Another illustration: Joseph Smith said, "Our heavenly Father is more liberal in His views, and boundless in His mercies and blessings, than we are ready to believe or receive; and at the same time more terrible to the workers of iniquity, more awful in the executions of His punishments, and more ready to detect in every false way, than we are apt to suppose Him to be..."  Some folks (like me) grasp quickly onto the first half of this statement, embracing God's "liberality" (ignoring that this word would have lacked its modern political connotation for him) and open-mindedness as models for our own behavior.  Others (like so many of the anonymous commenters who have recently graced this blog with their presence) would likely latch onto the second half of the statement, emphasizing God's justice (always inflicted on others) and impeccable morality (which would of course conform to their own morality).  My point here is not to point fingers at any one group or way of thinking.  Blame for such hypocrisy is to be spread widely here.  Which part of the quote we prefer, as well as the types of scriptures that we prefer (from the title of this blog, my own preference is clear), ultimately tells us who we are and where we stand but does not further illuminate the nature of God.

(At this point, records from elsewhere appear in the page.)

PR #771, opened 2023-01-19
8299730: Add trivial call linker option

JornVernee:
Add a trivial call linker option. This option acts as a hint to the runtime which indicates that a downcall is extremely short live (comparable to calling an empty function), and does not call back into Java.

Some implementations (like ours) might use this information to apply additional optimizations that are only applicable to trivial functions (dropping thread state transitions).

Note that the VM code diff looks kind of messy, but I essentially just put 3 `if` statements around the code that deals with the thread state transitions before and after the call. This also required moving the declarations of the `Label`s around though (so they are accessible from both ifs on the return path), which is probably messing up the diff view.

---------
### Progress

### Issue
 * [JDK-8299730](https://bugs.openjdk.org/browse/JDK-8299730): Add trivial call linker option

### Reviewers

### Reviewing

Checkout this PR locally: \
`$ git fetch https://git.openjdk.org/panama-foreign pull/771/head:pull/771` \
`$ git checkout pull/771`

`$ git checkout pull/771` \
`$ git pull https://git.openjdk.org/panama-foreign pull/771/head`

</details>

Checkout this PR locally: \
`$ git pr checkout 771`

`$ git pr show -t 771`

</details>

<a href="https://git.openjdk.org/panama-foreign/pull/771.diff">https://git.openjdk.org/panama-foreign/pull/771.diff</a>

</details>

### DIFF
--- a/src/java.base/share/classes/java/lang/foreign/Linker.java
+++ b/src/java.base/share/classes/java/lang/foreign/Linker.java
@@ -324,7 +324,7 @@ public sealed interface Linker permits AbstractLinker {
          * Marking a function using this linker option is a hint which some implementations may use to apply
          * optimizations that are only valid for trivial functions.
          * <p>
-         * Marking a function that is not trivial using this linker option will result in a loss
+         * Marking a function that is not trivial using this linker option can result in a loss
          * of performance, and has the potential to cause JVM crashes.
          * <p>
          * This method is <a href="package-summary.html#restricted"><em>restricted</em></a>.
--- a/src/java.base/share/classes/java/lang/foreign/Linker.java
+++ b/src/java.base/share/classes/java/lang/foreign/Linker.java
@@ -316,6 +316,27 @@ public sealed interface Linker permits AbstractLinker {
         }
 
         /**
+         * {@return A linker option used to mark a function as trivial}
+         * <p>
+         * A 'trivial' function is a function that has an extremely short running time
+         * in all cases (similar to calling an empty function), and does not call back into Java.
+         * <p>
+         * Marking a function using this linker option is a hint which some implementations may use to apply
+         * optimizations that are only valid for trivial functions.
+         * <p>
+         * Marking a function that is not trivial using this linker option will result in a loss
+         * of performance, and has the potential to cause JVM crashes.
+         * <p>
+         * This method is <a href="package-summary.html#restricted"><em>restricted</em></a>.
+         * Restricted methods are unsafe, and, if used incorrectly, their use might crash
+         * the JVM or, worse, silently result in memory corruption. Thus, clients should refrain from depending on
+         * restricted methods, and use safe and supported functionalities, where possible.
+         */
+        static Option isTrivial() {
+            return LinkerOptions.IsTrivial.INSTANCE;
+        }
+
+        /**
          * A linker option for saving portions of the execution state immediately
          * after calling a foreign function associated with a downcall method handle,
          * before it can be overwritten by the runtime, or read through conventional means.
--- a/src/java.base/share/classes/java/lang/foreign/Linker.java
+++ b/src/java.base/share/classes/java/lang/foreign/Linker.java
@@ -316,15 +316,15 @@ public sealed interface Linker permits AbstractLinker {
         }
 
         /**
-         * {@return A linker option used to mark a function as trivial}
+         * {@return A linker option used to mark a foreign function as <em>trivial</em>}
          * <p>
-         * A 'trivial' function is a function that has an extremely short running time
-         * in all cases (similar to calling an empty function), and does not call back into Java.
+         * A trivial function is a function that has an extremely short running time
+         * in all cases (similar to calling an empty function), and does not call back into Java (e.g. using an upcall stub).
          * <p>
-         * Marking a function using this linker option is a hint which some implementations may use to apply
+         * Using this linker option is a hint which some implementations may use to apply
          * optimizations that are only valid for trivial functions.
          * <p>
-         * Marking a function that is not trivial using this linker option is likely to have adverse effects,
+         * Using this linker option when linking non trivial functions is likely to have adverse effects,
          * such as loss of performance, or JVM crashes.
          */
         static Option isTrivial() {
--- a/src/java.base/share/classes/java/lang/foreign/Linker.java
+++ b/src/java.base/share/classes/java/lang/foreign/Linker.java
@@ -324,13 +324,8 @@ public sealed interface Linker permits AbstractLinker {
          * Marking a function using this linker option is a hint which some implementations may use to apply
          * optimizations that are only valid for trivial functions.
          * <p>
-         * Marking a function that is not trivial using this linker option can result in a loss
-         * of performance, and has the potential to cause JVM crashes.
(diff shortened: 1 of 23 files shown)


test/jdk/java/foreign/trivial/TestTrivial.java
```diff
@@ -0,0 +1,97 @@
...
+import java.lang.foreign.MemoryLayout;
+import java.lang.foreign.MemorySegment;
+import java.lang.foreign.SegmentAllocator;
+import java.lang.foreign.StructLayout;
+import java.lang.invoke.MethodHandle;
+import java.lang.invoke.VarHandle;
+
+import static org.testng.Assert.assertEquals;
+
+public class TestTrivial extends NativeTestHelper {
```
mcimadamore, line 46: Should we perhaps have another subclass of `TestDowncallBase` to test all combinations - just in case?

src/java.base/share/classes/java/lang/foreign/Linker.java
```diff
@@ -315,6 +315,22 @@ static CaptureCallState captureCallState(String... capturedState) {
             return new LinkerOptions.CaptureCallStateImpl(set);
         }
 
+        /**
+         * {@return A linker option used to mark a function as trivial}
```
mcimadamore, line 319:
```suggestion
         * {@return A linker option used to mark a foreign function as <em>trivial</em>}
```

src/java.base/share/classes/java/lang/foreign/Linker.java
```diff
@@ -315,6 +315,22 @@ static CaptureCallState captureCallState(String... capturedState) {
...
+         * <p>
+         * A 'trivial' function is a function that has an extremely short running time
```
mcimadamore, line 321:
```suggestion
         * A trivial function is a function that has an extremely short running time
```

src/java.base/share/classes/java/lang/foreign/Linker.java
```diff
@@ -315,6 +315,22 @@ static CaptureCallState captureCallState(String... capturedState) {
...
+         * in all cases (similar to calling an empty function), and does not call back into Java.
```
mcimadamore, line 322:
```suggestion
         * in all cases (similar to calling an empty function), and does not call back into Java (e.g. using an upcall stub).
```

mcimadamore: We should probably mention `getpid` somewhere as the poster child for trivial calls.

src/java.base/share/classes/java/lang/foreign/Linker.java
```diff
@@ -315,6 +315,22 @@ static CaptureCallState captureCallState(String... capturedState) {
...
+         * <p>
+         * Marking a function using this linker option is a hint which some implementations may use to apply
```
mcimadamore, line 324:
```suggestion
         * Using this linker option is a hint which some implementations may use to apply
```

src/java.base/share/classes/java/lang/foreign/Linker.java
```diff
@@ -315,6 +315,22 @@ static CaptureCallState captureCallState(String... capturedState) {
...
+         * optimizations that are only valid for trivial functions.
+         * <p>
+         * Marking a function that is not trivial using this linker option is likely to have adverse effects,
```
mcimadamore, line 327:
```suggestion
         * Using this linker option when linking non trivial functions is likely to have adverse effects,
```

test/jdk/java/foreign/trivial/TestTrivial.java
JornVernee: Seems like overkill, tbh, since `trivial` doesn't affect any of the classification logic. I'm already testing all the cases that are handled differently by the downcall stub (where `trivial` does matter).

Also, ultimately the stuff covered by TestDowncall is limited (no unions, nested structs, array members. Limited set of primitive types). I think long term I'd rather implement some kind of fuzzing-based test, where we generate an arbitrary FunctionDescriptor/linker options/C function, and then try to link and call that. But this requires generating and compiling C code on the fly during the tests (which I expect will be problematic to get working).

JornVernee: I could maybe add a few more test cases, to the tune of what we do for the CaptureCallState tests. But my feeling is that if we go to the level of TestDowncall, we don't really get any more coverage from that.

mcimadamore (approved):

JornVernee:
Forgot to add the benchmarks before. Added them now.

Some numbers on my machine:

```
Benchmark                                  Mode  Cnt  Score   Error  Units
CallOverheadConstant.jni_blank             avgt   30  4.271 � 0.012  ns/op
CallOverheadConstant.panama_blank          avgt   30  3.300 � 0.022  ns/op
CallOverheadConstant.panama_blank_trivial  avgt   30  2.853 � 0.010  ns/op
CallOverheadVirtual.jni_blank              avgt   30  4.278 � 0.017  ns/op
CallOverheadVirtual.panama_blank           avgt   30  3.665 � 0.014  ns/op
CallOverheadVirtual.panama_blank_trivial   avgt   30  3.254 � 0.011  ns/op
```
The difference seems to be very minimal on my machine, but other have reported more significant improvements. This could still be improved by intrinsifying in C2 maybe, but not sure by how much, and if that's worth the complexity.

mcimadamore:
> Forgot to add the benchmarks before. Added them now.
> 
> Some numbers on my machine:
> 
> ```
> Benchmark                                  Mode  Cnt  Score   Error  Units
> CallOverheadConstant.jni_blank             avgt   30  4.271 � 0.012  ns/op
> CallOverheadConstant.panama_blank          avgt   30  3.300 � 0.022  ns/op
> CallOverheadConstant.panama_blank_trivial  avgt   30  2.853 � 0.010  ns/op
> CallOverheadVirtual.jni_blank              avgt   30  4.278 � 0.017  ns/op
> CallOverheadVirtual.panama_blank           avgt   30  3.665 � 0.014  ns/op
> CallOverheadVirtual.panama_blank_trivial   avgt   30  3.254 � 0.011  ns/op
> ```
> 
> The difference seems to be very minimal on my machine, but others have reported more significant improvements. This could still be improved by intrinsifying in C2 maybe, but not sure by how much, and if that's worth the complexity.

Nice!

mcimadamore (approved):

JornVernee:
The new test that tests that we can't do an upcall when a function is trivial was failing on the `zero` VM. `zero` just ignores the linker option, so it is also impossible to detect. I don't see any merit in trying to make sure that an upcall fails on `zero` though when the linker option is otherwise ignored.

mcimadamore (approved):

mcimadamore:
> The new test that tests that we can't do an upcall when a function is trivial was failing on the `zero` VM. `zero` just ignores the linker option, so it is also impossible to detect. I don't see any merit in trying to make sure that an upcall fails on `zero` though when the linker option is otherwise ignored. So, I've just disabled the test on `zero` instead.

I agree - trivial should be best effort - perhaps something worth a note in the javadoc (e.g. that some linker implementation might reserve a right to refuse?)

I suspect that at some future day, when we "know as we are known," we will see that the true God is quite different than the small gods we have built for ourselves.  That goes for all of us.  I suspect that what He will reveal at that time will show us that His thinking and His plans have always been a mystery to us, seen only through a glass darkly.  And I suspect that He will care about quite a few things that we have forgotten, and likewise not give a fig for many of our most cherished certainties.  Should we not then be humble in our contemporary assertions of God's thoughts and our determination that we do know His mind and will?